It is not only logically incorrect but it is fraught with the danger of violating the basic human rights to interpret secularism as an ideology to be imposed on the citizens. In fact, “secularism as an ideology” imposing a particular kind of life-style and world view neither a constitutional principle nor a political goal in any Central Asian country. However, because of the confusing the secularism as a constitutional norm and secularist ideology (which employed by the ‘secularist state’) and unawareness about the existence of different models of secularism, a number of problems concerning the freedom of conscience and religion may emerge in the region’s countries.
In today’s world the main criterion of determining an appropriate model of state-religion relations ought to be the goal of protection of human rights.
In general, secularism models can be categorized as ‘assertive’ versus ‘passive’ or ‘combative’ versus ‘pluralistic’ secularisms. While ‘assertive’ secularism which, more correctly, can be depicted as ‘laicism’ excludes religion from the public sphere and confines it to the private domain, ‘passive’ secularism allows for the public visibility of religion. Secularism as a constitutional norm governing the state-religion relations obliges the state to be neutral toward religion and secular life-styles, whereas secularism as an ideology which is adopted by ‘secularist state” by its very nature is antireligious. In short, constitutionally secular state cannot impose any secular or any religious view on its citizens. All Central Asian countries are constitutionally ‘secular’ but not ‘secularist.

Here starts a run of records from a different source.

PR #925, opened 2023-05-10
Refactoring lemmas about composition in Lebesgue Measure

marcomole00:

I've changed the formulation of some lemmas in the lebesgue measure theory.

The lemmas state that the measurability of functions in R is preserved when composed with 
- multiplication with a scalar
- negation
- exponentiation with a natural number

##### Things Done

*Lemma measurable_funrM* is now 
 ``` 
 Lemma measurable_funrM (D: set R) (k: R) : measurable_fun D ( *%R k).
```
instead of
```
Lemma measurable_funrM D f (k : R) : measurable_fun D f ->
measurable_fun D (fun x => k * f x).
```

*Lemma measurable_funN* is now 
```
Lemma measurable_funN (D: set R) f : measurable_fun D (-%R ).
```

instead of 
```
Lemma measurable_funN D f : measurable_fun D f -> measurable_fun D (-%R \o f).
```

 *Lemma measurable_fun_exprn* is now 
```
Lemma measurable_fun_exprn (D:set R) n : measurable_fun D ( (@GRing.exp R)^~ n) .
```

instead of 
```
Lemma measurable_fun_exprn D n f :
measurable_fun D f -> measurable_fun D (fun x => f x ^+ n).
```

*Lemma measurable_fun_sqr* is now
```
Lemma measurable_fun_sqr (D: set R) f : measurable_fun D ( ( (@GRing.exp R)^~ 2%N)).
```
instead of
```
Lemma measurable_fun_sqr D f :

measurable_fun D f -> measurable_fun D (fun x => f x ^+ 2).
```

### CODE REVIEW

**Comment by CohenCyril** [comment]
I would name the non compositional lemmas `operator_mesurable` (e.g. `mulr_measurable`), and prove the other (former) lemmas from this using composition lemmas (unary and binary).

**Comment by affeldt-aist** [comment]
Sorry, I failed to see you message before my nitpicking commit where I was essentially doing this renaming.

**Review by affeldt-aist — APPROVED** [review]
Thanks for your contribution Marco. You are probably right: the lemmas you pointed out ought better be provided in smaller lemmas to be composed with `measurable_fun_comp`. I just added a commit with a changelog and nitpicking. See CONTRIBUTING.md for a few clues about style.
Naming is not yet perfect but we'll have the occasion to come back to it when addressing https://github.com/math-comp/analysis/issues/916.

File: theories/lebesgue_measure.v [hunk 1]
```diff
@@ -1823,6 +1896,7 @@ move=> _ [_ [x ->] <-];rewrite esups_preimage setI_bigcupr.
 by apply: bigcup_measurable => ? ?; exact/mf/emeasurable_itv.
 Qed.
 
+(*can this be changed?*)
```
affeldt-aist: This can indeed be changed advantageously by using `measurable_fun_if` provided lemmas about the measurability of boolean comparison operators (_ < _, etc.). This approach should trigger a bit of cleaning also and might better be done as a different PR.

PR #939, opened 2023-06-01
minor fixes and additions to `exp.v`

affeldt-aist:

These fixes and lemmas are used in a proof of Hoelder's inequality to be PRed soon.

@hoheinzollern 

##### Things done/to do

### DIFF
--- a/theories/exp.v
+++ b/theories/exp.v
@@ -610,6 +610,13 @@ Proof. by rewrite /power_pos; case: ifPn => // _; exact: expR_ge0. Qed.
 Lemma power_pos_gt0 a x : 0 < a -> 0 < a `^ x.
 Proof. by move=> a0; rewrite /power_pos gt_eqF// expR_gt0. Qed.
 
+Lemma gt0_power_pos a x : 0 < x -> 0 <= a -> 0 < a `^ x -> 0 < a.
+Proof.
+move=> x0 a0; rewrite /power_pos; case: ifPn => [_|a_neq0 _].
+  by rewrite gt_eqF//= ltxx.
+by rewrite lt_neqAle a0 andbT eq_sym.
+Qed.
+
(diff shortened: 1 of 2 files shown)


theories/exp.v
```diff
@@ -604,20 +610,24 @@ Proof. by rewrite /power_pos; case: ifPn => // _; exact: expR_ge0. Qed.
...
-move=> a0; rewrite /power_pos; case: ifPn => [/eqP->|a0'].
-  by rewrite oner_eq0.
-by rewrite mul1r lnK// posrE lt_neqAle eq_sym a0'.
+move=> x0 a0; rewrite /power_pos; case: ifPn => [_|a_neq0 _].
+  by rewrite gt_eqF//= ltxx.
+by rewrite lt_neqAle a0 andbT eq_sym.
 Qed.
 
-Lemma power_posr0 a : a `^ 0 = 1.
+Lemma power_pos0 x : 0 `^ x = (x == 0)%:R.
```
zstone1, line 620: Everything about this statement is uncomfortable. The fact that we have a theorem that explicitly relies on `0 ^ 0` behavior is awkward. And this uses the most surprising coercion, `nat_of_bool`. I see that this lemma gets used a bunch. But would `x != 0 -> 0^x = 0` work in its place?

zstone1 (changes requested):
Just one confusing lemma statement. If adding a `x!=0` condition breaks too many things, at least making the coercion explicit will make it more readable for me.

theories/exp.v
affeldt-aist: Indeed, it looks a bit too ssreflectish. Changing to the format you propose reduces the size of scripts a bit (see the last commit) so if moreover the statement is more readable this is a goof change.

zstone1 (approved):

PR #942, opened 2023-06-03
Hoelder's inequality

affeldt-aist:

~~based on PR #969~~ (merged)

~~based on PR #990~~ (merged,  but the use of `^o` is still in question)

This PR is already used in the formalization of Minkowski's inequality and might be used in PR #995.

~~TODO: issue about how to extend Lnorm to handle p = +oo (change Lnorm from R to \bar R?)~~

~~TODO: issue about the introduction of a type measureType~~

@hoheinzollern 

##### Things done/to do


CohenCyril:
Why is `power_pos` called like this in the first place ?

t6s:
> Ultimately it should be subsumed by a powC function that uses the principal value of the complex log...

What is the blocking issue towards that canonical definition?  Do we need a theory for analytic continuations, or do we even need Riemann surfaces?

theories/probability.v
```diff
@@ -1,9 +1,10 @@
 (* mathcomp analysis (c) 2022 Inria and AIST. License: CeCILL-C.              *)
 From mathcomp Require Import all_ssreflect.
 From mathcomp Require Import ssralg poly ssrnum ssrint interval finmap.
-Require Import mathcomp_extra boolp reals ereal.
+From mathcomp.classical Require Import mathcomp_extra boolp classical_sets.
+From mathcomp.classical Require Import functions cardinality.
```
CohenCyril, line 5: Please use the namespace `mathcomp` rather than the too specific `mathcomp.classical`.
If this triggers an error, it means two files in mathcomp are named the same, which is bad.

affeldt-aist: This is addressed in PR #969

affeldt-aist:
> ~Why is `power_pos` called like this in the first place ?~
>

In today’s world the main criterion of determining an appropriate model of state-religion relations ought to be the goal of protection of human rights. In view of this fact, the post-Soviet Central Asian countries are expected to develop ‘human rights-friendly’ passive model of secularism while not compromising fighting against religious radicalism.
Passive secularism can be seen, on the one hand, as a way of preventing from imposing any state religion or secularist ideology on citizens, and on the other hand, as a way of guaranteeing the religious freedoms and liberties of believers, including religious minorities, since the state adopted ‘passive secularism’ is not anti-religious but guarantees religious freedoms and liberties both in private and public life.

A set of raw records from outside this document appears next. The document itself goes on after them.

PR #1008, opened 2023-08-09
charge factory

IshiguroYoshihiro:
Define factory corresponding to "textbook definition" of charges like measures.

##### Things done/to do


IshiguroYoshihiro:
@t6s Reviewをお願いできますか？

t6s:
PR commentとcharge. vのheaderに説明を追加してください

affeldt-aist:
Maybe you can test this factory by replacing existing applications of `isCharge.Build`.

t6s:
I still do not understand the motivation. Is this the standard, textbook definition? Then, the name isCharge0 is weird.

CohenCyril:
The current `isCharge` is misnamed, it should rather be called : `isSemiSigmaAdditive`, and the rightful name of `isCharge0` is `isCharge`.
(Indeed when one needs a syntactic `'` or `0` in the name to disambiguate between two notions, it most certainly means one of them is illnamed.)

IshiguroYoshihiro:
> Maybe you can test this factory by replacing existing applications of `isCharge.Build`.

I tested  new `isCharge.Build`.
It is no longer necessary to prove `semi_additive` for instances of `isAdditiveCharge`.
Unlike using `isSemiSigmaAdditive.Build` (old `isCharge.Build`), R gets specialized from `numFieldType` to `realFieldType`.
This seems to be due to the fact that the Lemma semi_sigma_additive_is_additive (in `measure.v`) is proven with realFieldType.

affeldt-aist:
> This seems to be due to the fact that the Lemma `semi_sigma_additive_is_additive` (in measure.v) is proven with `realFieldType`.

This is maybe related to this comment: https://github.com/math-comp/analysis/blob/master/theories/ereal.v#L758

This suggests that we have already been trying to get rid of this specialization.

theories/charge.v
```diff
@@ -26,6 +26,10 @@ Require Import esum measure realfun lebesgue_measure lebesgue_integral.
 (*  measure_of_charge nu nu0 == measure corresponding to the charge nu, nu0   *)
 (*                              is a proof that nu is non-negative            *)
 (*                                                                            *)
+(* * Structures for functions on classes of sets                              *)
+(*                 isCharge0 == factory corresponding to the "textbook        *)
```
affeldt-aist, line 30: There is no `isCharge0` anymore.

theories/charge.v
```diff
@@ -85,16 +89,49 @@ Notation "{ 'additive_charge' 'set' T '->' '\bar' R }" :=
...
-HB.mixin Record isCharge d (T : semiRingOfSetsType d) (R : numFieldType)
+HB.mixin Record isSemiSigmaAdditive d (T : semiRingOfSetsType d) (R : numFieldType)
     (mu : set T -> \bar R) := {
   charge_semi_sigma_additive : semi_sigma_additive mu }.
 
 #[short(type=charge)]
-HB.structure Definition Charge d (T : semiRingOfSetsType d) (R : numFieldType)
-  := { mu of isCharge d T R mu & AdditiveCharge d mu }.
+HB.structure Definition AdditiveCharge_SemiSigmaAdditive_isCharge d (T : semiRingOfSetsType d) (R : numFieldType)
+  := { mu of isSemiSigmaAdditive d T R mu & AdditiveCharge d mu }.
```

It is worth to underline, that in stark contrast to the conventional perception of secularism in many Muslim countries (which tend to be perceived as ‘ir-religiosity’) a majority of the people in Central Asia do not regard secularism as ‘anti-religious’.
Public visibility of religion is important for post-Soviet societies as they all abandoned to a great degree the atheism-based ‘code’ of Soviet regime. Second, Islam in Central Asian societies expected to increase its influence as Muslims of the region are eager to repair their identity ‘shaken’ during Soviet period. Consequently, the model of state-religion relations in the region is expected not only guarantee the indispensible rights such as the freedom of conscience and freedom of religion as but also to accept the visibility of religion in public sphere and its role in shaping public morality. It seems important for ruling elites in Central Asian countries to make a ‘civic contract’ with Islam in the public sphere, first, to solve the problem of politicization of religion and radicalism (as the more religion is threatened by hostile secularism and expelled from public sphere the more political religion becomes) and, second, to build stable and inclusive society.
The assertions that the threat of religious radicalism in the region necessitates the imposition of assertive secularism seemed to be orientalistic and devoid of objective research on the nature and reasons of radicalism in the region.
 see for example, Ahmet T. Kuru (2007). “Passive and Assertive Secularism. Historical Conditions, Ideological Struggles and State Policies towards Religion,” World Politics, No 59.